During the pandemic, sales at luxury brands skyrocketed. But much like in the U.S. housing market, those sales are now experiencing a dip.
Several luxury brands saw their sales drop in the second quarter of 2023, The Wall Street Journal reported on Friday. Kering, which owns brands such as Gucci and Balenciaga, saw North American sales plummet a whopping 23 percent. Burberry saw a decrease of 8 percent, while Prada was down 6 percent. And even jewelers like Cartier and Van Cleef & Arpels have been dealing with weak demand recently.

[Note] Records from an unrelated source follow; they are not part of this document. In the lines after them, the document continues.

PR #614, opened 2021-03-05
Fixes #32024 - Drop fallback to non-batch triggering API

adamruzicka:
The batch triggering API was introduced in 1.20, it should be available on all
releases which are not EOL.

### DIFF
--- a/app/lib/actions/proxy_action.rb
+++ b/app/lib/actions/proxy_action.rb
@@ -29,10 +29,10 @@ module Actions
       default_connection_options.each do |key, value|
         options[:connection_options][key] = value unless options[:connection_options].key?(key)
       end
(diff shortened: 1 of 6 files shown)


adamruzicka:
We need to hold this for a bit, do not merge please.

adamruzicka:
Ok, we don't need to hold this anymore

adamruzicka:
Requires https://github.com/theforeman/smart_proxy_dynflow/pull/93 on the proxy side

ezr-ondrej (commented):
We need to bump smart_proxy_dynflow dependency.

adamruzicka:
We were depending on smart_proxy_dynflow from tasks-core and I'd rather drop that completely.

ezr-ondrej (approved):
Oh I've missed this one as well, this is deffinitely what we want :+1:

PR #662, opened 2021-12-02
Fixes #34065 - Replace deprecated toast actions

tbrisker:
The toast actions were moved to the toast component and the legacy
action has been dropped from core.


ezr-ondrej (approved):
Thanks @tbrisker ! :+1:

PR #665, opened 2022-01-06
Fixes #34227 - Properly reference top-level Rails module

adamruzicka:


ofedoren (commented):
Thanks, @adamruzicka, LGTM. Although it should be quite safe to just merge, is it worth to review more places, e.g. https://github.com/theforeman/foreman-tasks/blob/ef88735b5f0026cbb4f421cbf1492bf02b9d0e5c/lib/foreman_tasks/dynflow/configuration.rb#L25 (wouldn't it look for `Rails` under `Dynflow` namespace there as well?)

adamruzicka:
It seems to resolve correctly in all the other places, although I wouldn't mind being explicit (and safe) everywhere

adamruzicka:
Replaced all occurences of `Rails` with `::Rails` just to be safe

ezr-ondrej (approved):
Thanks @adamruzicka ! :+1:

lib/foreman_tasks/dynflow/configuration.rb
```diff
@@ -1,4 +1,4 @@
-require File.expand_path('lib/foreman/dynflow/configuration', Rails.root)
+require File.expand_path('lib/foreman/dynflow/configuration', ::Rails.root)
```
ezr-ondrej, line 1: FYI This actually should be `Rails.root.join('lib', 'foreman' ...)`. But it's unrelated to this PR :)

PR #666, opened 2022-01-17
Fixes #34267 - Use operations even when batch triggering is off

adamruzicka:


ezr-ondrej (approved):
Thanks @adamruzicka ! :+1:

ezr-ondrej:
The tests are still complaining :/

ezr-ondrej:
:green_apple: Shall we merge? This should not be a breaking change, right?

adamruzicka:
Yeah, don't quote me on this, but this shouldn't break anything :). Let's get it in

PR #667, opened 2022-01-19
Fixes for interface scripts

adamruzicka:
- Fixes #34288 - Do not crash the task export if SKIP_FAILED is unset
- Refs #27790 - Add option validation to cleanup interface script

### DIFF
--- a/extra/foreman-tasks-cleanup.sh
+++ b/extra/foreman-tasks-cleanup.sh
@@ -21,6 +21,21 @@ function build_rake() {
     echo
 }
 
+function incorrect_usage() {
+    echo "$1" >&2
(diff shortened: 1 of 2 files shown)


extra/foreman-tasks-cleanup.sh
```diff
@@ -119,6 +134,8 @@ while true; do
     shift
 done
 
+validate_options!
```
ezr-ondrej, line 137: I do not like the bang in the method name as it has special meaning in shell, tho it should work. I'm ok, just saying :)

ezr-ondrej (approved):
I'm ok here :shrug:

PR #668, opened 2022-01-28
Fixes #34343 - Unlock tasks on {force_,}unlock

adamruzicka:
After f505bb3 it is not enough for a task to be in stopped state, its locks have
to be really destroyed to count the task as unlocked.

### DIFF
--- a/app/controllers/foreman_tasks/tasks_controller.rb
+++ b/app/controllers/foreman_tasks/tasks_controller.rb
@@ -4,6 +4,8 @@ module ForemanTasks
     include Foreman::Controller::CsvResponder
     include ForemanTasks::FindTasksCommon
 
+    before_action :find_dynflow_task, only: [:unlock, :force_unlock, :cancel, :cancel_step, :resume]
+
     def show
       @task = resource_base.find(params[:id])
       render :layout => !request.xhr?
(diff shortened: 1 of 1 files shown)


app/controllers/foreman_tasks/tasks_controller.rb
```diff
@@ -72,17 +72,15 @@ def resume
...
-        render json: { statusText: 'OK' }
+        force_unlock(task)
       else
         render json: {}, status: :bad_request
       end
     end
 
-    def force_unlock
-      task       = find_dynflow_task
+    def force_unlock(task = find_dynflow_task)
```
ezr-ondrej, line 81: ugh... controller action with a param smells bit wrong to me. Would it be possible to use `@task` in unlock instead?
then the first line here would be `@task ||= find_dynflow_task` which smells bit better to me.

Or possibly just extract the unlocking into a separate method instead of calling one controller action from the other? it would be the cleanest way IMHO

adamruzicka: Extracted to a separate method + replaced all the calls to find_dynflow_task with a before_action

app/controllers/foreman_tasks/tasks_controller.rb
```diff
@@ -122,9 +122,11 @@ def resource_scope(_options = {})
       @resource_scope ||= ForemanTasks::Task.authorized("#{action_permission}_foreman_tasks")
     end
 
+    # rubocop:disable Naming/MemoizedInstanceVariableName
     def find_dynflow_task
-      resource_scope.where(:type => 'ForemanTasks::Task::DynflowTask').find(params[:id])
+      @dynflow_task ||= resource_scope.where(:type => 'ForemanTasks::Task::DynflowTask').find(params[:id])
```
ezr-ondrej, line 127: I believe you do not need the memoization here (you're always calling it just once, right?) and it would prevent rubocop from complaining.

ezr-ondrej (commented):
Thanks @adamruzicka nice cleanup :+1:

PR #669, opened 2022-01-28
Fixes #34344 - Add support for halting

adamruzicka:
Requires https://github.com/Dynflow/dynflow/pull/406

### DIFF
--- a/app/controllers/foreman_tasks/tasks_controller.rb
+++ b/app/controllers/foreman_tasks/tasks_controller.rb
@@ -69,7 +69,7 @@ module ForemanTasks
 
     def unlock
       if @dynflow_task.paused?
-        unlock_task(@dynflow_task)
+        @dynflow_task.halt
         render json: { statusText: 'OK' }
       else
         render json: {}, status: :bad_request
@@ -77,8 +77,13 @@ module ForemanTasks
     end
 
     def force_unlock
-      unlock_task(@dynflow_task)
-      render json: { statusText: 'OK' }
+      if @dynflow_task.pending?
+        @dynflow_task.halt
+        render json: { statusText: 'OK' }
+      else
+        # Cannot halt an already stopped task
+        render json: {}, status: :bad_request
+      end
     end
 
     # we need do this to make the Foreman helpers working properly
@@ -91,12 +96,6 @@ module ForemanTasks
     end
 
     private
-
-    def unlock_task(task)
-      task.state = :stopped
-      task.locks.destroy_all
-      task.save!
-    end
 
     def respond_with_tasks(scope)
       @tasks = filter(scope, paginate: false).with_duration
--- a/app/models/foreman_tasks/task/dynflow_task.rb
+++ b/app/models/foreman_tasks/task/dynflow_task.rb
@@ -251,6 +251,10 @@ module ForemanTasks
       superclass.model_name
     end
 
+    def halt
+      ::ForemanTasks.dynflow.world.halt(external_id)
+    end
+
     private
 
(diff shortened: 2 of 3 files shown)


app/controllers/foreman_tasks/tasks_controller.rb
```diff
@@ -72,18 +72,14 @@ def resume
...
         render json: {}, status: :bad_request
       end
     end
 
-    def force_unlock
-      task       = find_dynflow_task
-      task.state = :stopped
-      task.save!
+    def force_unlock(task = find_dynflow_task)
+      task.halt
```
ofedoren, line 82: After description in https://github.com/Dynflow/dynflow/pull/406 I understand that this means:
>  for this task do halt the execution plan but please do finish any running steps.

Is this correct? If so, I still don't quite understand how the whole task will be marked as stopped since we remove here the `task.state = :stopped`? Won't it be `pending` even after the running steps are done?

Also, we kinda change here behaviour we had previously. Wouldn't it confuse the users even more?

adamruzicka: > Is this correct?

In general, yes, but if I were to be pedantic, I'd have to say almost. There might be different interpretations of "finish any running steps" with slight nuances, but yes. If an action's `#run` is being executed while the execution plan is halted, the execution plan moves over to stopped, but the action's `#run` will continue to run until it returns. This doesn't necessarily mean the step itself will be finished.

> I still don't quite understand how the whole task will be marked as stopped 

There is a [mechanism](https://github.com/theforeman/foreman-tasks/blob/master/app/lib/actions/base.rb#L5), which makes tasks to be updated based on the state of its corresponding execution plan as the execution plan changes states. Ideally, tasks should be read-only and the only changes should be done to them by this mechanism. Once we flip the execution plan over to stopped, this hook will trigger and update the task to stopped.

> we kinda change here behaviour we had previously. Wouldn't it confuse the users even more?

The previous behaviour was seriously broken. Dynflow doesn't care about tasks' attributes at all, so if we went in and updated the state of a task, it would not really do anything. The task would appear as stopped for some time, but if the underlying execution plan was still running, it would overwrite task's status again. It worked for things like locks which relied on "is a resource locked with a locked by a task which is not stopped", but we reworked that eventually.

ofedoren (approved):
Well, by reading all of your comments and the code, everything LGTM and makes sense now. Not sure if I'm missing any side effects and not sure how to test this all :/ Otherwise ACK from me.

It would be perfect if we somehow ensured we don't brake anything by that. Can our tests do that? If so, let's merge both PRs (after the conflicts are solved of course).

adamruzicka:
Ohh, I knew I was missing something. The new way does nothing when used against a paused execution plan.

Either we can:
- make the code here do different things based on task's state
- introduce halting as a completely new action that can only be used when the task is running
- somehow handle this in dynflow in a do-what-i-mean fashion

ofedoren:
> * introduce halting as a completely new action that can only be used when the task is running

I guess this is the safest way. We could start with this, let users to try this out. But if there will be a request to merge this feature into the current behaviour then we would still need to refactor this again :/

> * somehow handle this in dynflow in a do-what-i-mean fashion

This sounds just OK if there wasn't "somehow" :D Also, I'm kinda afraid to poke Dynflow if we can avoid that.

> * make the code here do different things based on task's state

What benefits it could bring instead of the first approach?

adamruzicka:
Went with the second option, the changes in dynflow should now work reasonably well in all possible scenarios. Now further changes should be needed here

PR #222, opened 2017-01-03
Improved speed of rake export task

lzap:
Find each should improve batch processing a bit, I can see small boost about
1-5 % in my environment. I was also thinking removing the counter which makes
export slower on slow terminals (ssh, encryption, thousands of lines). The
patch also changed the default format from html to csv, I can change that if
you don't like it.

PR #670, opened 2022-02-08
Fixes #34108 - Sort generated tasks by date

pkoprda:


adamruzicka:
This essentially undoes https://github.com/theforeman/foreman-tasks/pull/222 . While that is a valid approach, couldn't we be more smart about it? `#find_each` loads the records in batches, reducing overall memory consumption, but discards ordering. `#each` loads the whole collection (read every single task in existence) and then iterates over it in the right order which is less the ideal when people have millions of tasks.

`#find_each` discards the ordering to avoid issues where the ordering might change between batches, but we know that it cannot really happen when we're sorting by started at as new tasks cannot start in the past.

Could you take a stab at controlling the iteration explicitly?

lib/foreman_tasks/tasks/export_tasks.rake
```diff
@@ -317,7 +323,7 @@ namespace :foreman_tasks do
     format = ENV['TASK_FORMAT'] || 'html'
     export_filename = ENV['TASK_FILE'] || generate_filename(format)
 
-    tasks = ForemanTasks::Task.search_for(filter).order(:started_at => :desc).with_duration.distinct
+    tasks = ForemanTasks::Task.search_for(filter).with_duration.order(:started_at => :desc)
```
adamruzicka, line 326: If I recally correctly, certain search can cause tasks to be duplicated by using multiple left joins. We cannot really just drop `distinct`. Of course we can replace it with a different mechanism (`group by` should work well in this context),  but we cannot just drop it

pkoprda: But how should I use `group by`? Because I found out, that it only works when I group by each column, which is very slowly.

adamruzicka: Something like this could work
```
From 24537a495f44f49281bad45647a9229a783061e1 Mon Sep 17 00:00:00 2001
From: Adam Ruzicka <aruzicka@redhat.com>
Date: Wed, 16 Feb 2022 13:30:01 +0100
Subject: [PATCH] ...

---
 lib/foreman_tasks/tasks/export_tasks.rake | 20 +++++++++++---------
 1 file changed, 11 insertions(+), 9 deletions(-)

diff --git lib/foreman_tasks/tasks/export_tasks.rake lib/foreman_tasks/tasks/export_tasks.rake
index a48483f..76553c4 100644
--- lib/foreman_tasks/tasks/export_tasks.rake
+++ lib/foreman_tasks/tasks/export_tasks.rake
@@ -255,19 +255,20 @@ namespace :foreman_tasks do
       end
     end
 
-    def html_export(workdir, tasks)
+    def html_export(workdir, tasks, task_scope)
       PageHelper.copy_assets(workdir)
+      ids = tasks.pluck(:id)
 
       renderer = TaskRender.new
       count = 0
-      total = tasks.count(:all)
+      total = ids.count
       index = File.open(File.join(workdir, 'index.html'), 'w')
 
       File.open(File.join(workdir, 'index.html'), 'w') do |index|
         PageHelper.pagify(index) do |io|
           PageHelper.generate_with_index(io) do |index|
-            tasks.pluck(:id).in_groups_of(1000, false).each do |ids|
-              tasks.where(id: ids).each do |task|
+            ids.in_groups_of(1000, false).each do |ids|
+              task_scope.where(id: ids).each do |task|
                 content = with_error_handling(task) { renderer.render_task(task) }
                 if content
                   File.open(File.join(workdir, "#{task.id}.html"), 'w') { |file| PageHelper.pagify(file, content) }
@@ -323,21 +324,22 @@ namespace :foreman_tasks do
     format = ENV['TASK_FORMAT'] || 'html'
     export_filename = ENV['TASK_FILE'] || generate_filename(format)
 
-    tasks = ForemanTasks::Task.search_for(filter).with_duration.order(:started_at => :desc)
+    id_scope = ForemanTasks::Task.search_for(filter).order(:started_at => :desc).group(:id, :started_at)
+    task_scope = ForemanTasks::Task.search_for(filter).with_duration
 
     puts _("Exporting all tasks matching filter #{filter}")
-    puts _("Gathering #{tasks.count(:all)} tasks.")
+    puts _("Gathering #{id_scope.count(:all).count} tasks.")
     case format
     when 'html'
       Dir.mktmpdir('task-export') do |tmp_dir|
-        html_export(tmp_dir, tasks)
+        html_export(tmp_dir, id_scope, task_scope)
         system("tar", "czf", export_filename, tmp_dir)
       end
     when 'html-dir'
       FileUtils.mkdir_p(export_filename)
-      html_export(export_filename, tasks)
+      html_export(export_filename, id_scope)
     when 'csv'
-      csv_export(export_filename, tasks)
+      csv_export(export_filename, id_scope)
     else
       raise "Unkonwn export format '#{format}'"
     end
-- 
2.31.1
```

lib/foreman_tasks/tasks/export_tasks.rake
```diff
@@ -241,35 +241,42 @@ namespace :foreman_tasks do
...
 
-    def csv_export(export_filename, tasks)
+    def csv_export(export_filename, id_scope, task_scope)
       CSV.open(export_filename, 'wb') do |csv|
         csv << %w[id state type label result parent_task_id started_at ended_at duration]
-        tasks.find_each do |task|
-          with_error_handling(task) do
-            csv << [task.id, task.state, task.type, task.label, task.result,
-                    task.parent_task_id, task.started_at, task.ended_at, task.duration]
+        id_scope.pluck(:id).in_groups_of(1000, false).each do |ids|
```
adamruzicka, line 247: We don't really need anything that `in_groups_of` offers over `each_slice`, let's use that.

adamruzicka (commented):
One more nitpick, apart from it this is good to go

adamruzicka (approved):
Works well, ACK

adamruzicka:
Thank you @pkoprda !

PR #672, opened 2022-02-14
Fixes #34447 - Fix batch triggering with multiple proxies

adamruzicka:


ezr-ondrej:
I'd love to see some tests for this, as this is quite bad bug, but we can do it in some future refactoring :+1:

PR #673, opened 2022-02-14
Fixes #34447 - Fix batch triggering with multiple proxies

adamruzicka:


ezr-ondrej:
Should this be a proper cherry-pick? :thinking:
We have no way to track this commit connection to #672

adamruzicka:
Fixed the comit message to reference the original fix. 5.3.0 is in 3.2 repos so we'll need to pick it there as well

PR #675, opened 2022-02-28
let ruby/setup-ruby handle caching and bundle install

adamruzicka:


.github/workflows/ruby_tests.yml
```diff
@@ -4,24 +4,22 @@ env:
...
+  #       uses: ruby/setup-ruby@v1
+  #       with:
+  #         ruby-version: 2.7
+  #         bundler-cache: true
+  #     - name: Run rubocop
+  #       run: bundle exec rubocop
   test_ruby:
     runs-on: ubuntu-latest
-    needs: rubocop
+    # needs: rubocop
```
ezr-ondrej, line 22: Why disabling rubocop? :thinking:

adamruzicka: Primarily I was just trying to get to the bottom of an issue I was seeing in a different PR and rubocop failing in dynflow was blocking the issue from manifesting itself. Now that the issue has been resolve, I can put rubocop back and start working on fixing it properly

PR #676, opened 2022-03-03
Fixes #34447 - Fix batch triggering with multiple proxies, vol. 2

adamruzicka:
Leaving as separate commits, please squash before merge.


adamruzicka:
@ezr-ondrej thank you for wanting to have a test for this. While putting together the test I found the previous solution wasn't really fixing it properly

ezr-ondrej (approved):
Right, I did not realize eighter just by looking at the code :)
I'd prefer to have the proxy_url passed into the block, but we can do so once there is a need for it :+1:

PR #677, opened 2022-03-14
Rewrite to a shared GitHub Actions workflow

ekohl:
This is an effort to align all plugin testing on reusable workflows. For now this is mostly testing if I've missed something, so I'm going over the various plugins.

### DIFF
--- a/lib/foreman_tasks/tasks/test.rake
+++ b/lib/foreman_tasks/tasks/test.rake
@@ -9,6 +9,9 @@ namespace :test do
 
     Rake::Task[test_task.name].invoke
   end
+
+  desc 'Alias for test:foreman_tasks'
+  task :'foreman-tasks' => :foreman_tasks
 end
 
 Rake::Task[:test].enhance do
--- a/.github/workflows/ruby_tests.yml
+++ b/.github/workflows/ruby_tests.yml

The downturn is an about-face from what occurred at the height of the pandemic. In 2022, Americans contributed to 33 percent of global luxury sales, up from 22 percent in 2019, according to Bain & Company data cited by the WSJ. The U.S. luxury market in particular almost doubled in three years, adding up to $128 billion in 2022.
Now, though, consumers are changing their shopping habits, and people who had saved up money during the pandemic—which they then spent on luxury goods—may not have as many dollars in the bank, or they may be holding out due to the vicissitudes of the economy. Brands have been experiencing lessening demand for entry-level luxury products such as sneakers, The Wall Street Journal noted, and Americans on a whole love a good deal.
That may be true for shoppers at the lower end of the luxury scale. But what about the wealthiest among us? Four in 10 of the world’s millionaires live in the United States, according to Credit Suisse data cited in the WSJ. Many of those ultra-rich are still buying luxury goods: Hermès, for example, saw sales in the Americas rise 21 percent in the second quarter of the year. And Brunello Cucinelli is also growing in the U.S.
Plus, shoppers across the wealth spectrum continue to spend about one-tenth more on luxury goods than they did in 2019, according to credit-card spending data. So while some brands may have experienced a rocky start to the year, the luxury market isn’t in total free fall—especially where Birkin bags are involved.